··· DATA SECTION ···
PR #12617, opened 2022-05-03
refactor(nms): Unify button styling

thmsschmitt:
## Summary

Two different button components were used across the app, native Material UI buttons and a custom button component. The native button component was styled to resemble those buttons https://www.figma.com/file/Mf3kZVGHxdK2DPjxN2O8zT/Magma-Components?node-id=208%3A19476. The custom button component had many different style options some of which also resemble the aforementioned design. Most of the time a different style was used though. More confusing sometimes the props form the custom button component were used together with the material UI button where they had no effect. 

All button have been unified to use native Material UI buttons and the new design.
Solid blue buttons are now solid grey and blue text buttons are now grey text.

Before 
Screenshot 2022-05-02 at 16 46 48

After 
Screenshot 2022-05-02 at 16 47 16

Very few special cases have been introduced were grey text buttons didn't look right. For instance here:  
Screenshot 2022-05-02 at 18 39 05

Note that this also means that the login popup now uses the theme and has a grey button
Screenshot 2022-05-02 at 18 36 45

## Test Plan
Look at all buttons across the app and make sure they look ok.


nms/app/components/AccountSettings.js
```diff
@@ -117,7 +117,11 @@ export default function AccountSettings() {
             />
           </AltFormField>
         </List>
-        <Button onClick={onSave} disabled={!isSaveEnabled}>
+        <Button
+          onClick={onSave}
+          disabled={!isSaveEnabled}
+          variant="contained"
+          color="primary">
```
···
··· DATA SECTION ···
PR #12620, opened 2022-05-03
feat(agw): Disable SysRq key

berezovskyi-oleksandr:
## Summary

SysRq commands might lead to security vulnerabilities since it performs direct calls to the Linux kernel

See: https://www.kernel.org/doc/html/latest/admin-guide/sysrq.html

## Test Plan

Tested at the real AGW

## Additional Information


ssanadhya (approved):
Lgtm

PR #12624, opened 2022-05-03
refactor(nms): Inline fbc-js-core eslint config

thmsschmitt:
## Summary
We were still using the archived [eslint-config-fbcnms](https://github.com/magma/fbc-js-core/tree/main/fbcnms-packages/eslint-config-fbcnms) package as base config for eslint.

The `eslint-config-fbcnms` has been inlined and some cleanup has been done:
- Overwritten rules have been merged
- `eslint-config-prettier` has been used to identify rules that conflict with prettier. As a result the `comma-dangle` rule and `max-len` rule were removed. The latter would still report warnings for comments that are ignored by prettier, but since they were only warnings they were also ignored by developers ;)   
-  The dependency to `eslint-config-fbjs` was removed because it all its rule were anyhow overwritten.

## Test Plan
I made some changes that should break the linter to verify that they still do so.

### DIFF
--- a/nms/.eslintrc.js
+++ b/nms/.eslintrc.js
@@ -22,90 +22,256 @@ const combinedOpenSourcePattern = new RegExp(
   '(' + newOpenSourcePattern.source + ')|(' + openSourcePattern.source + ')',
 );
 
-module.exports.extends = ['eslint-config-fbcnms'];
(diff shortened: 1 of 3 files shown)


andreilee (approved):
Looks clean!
···
- **WHAT TO WORK ON**: Check each line of the material for "onClick". Copy the ones that have it.

- **ANSWER SECTION**:
-        <Button onClick={onSave} disabled={!isSaveEnabled}>
+          onClick={onSave}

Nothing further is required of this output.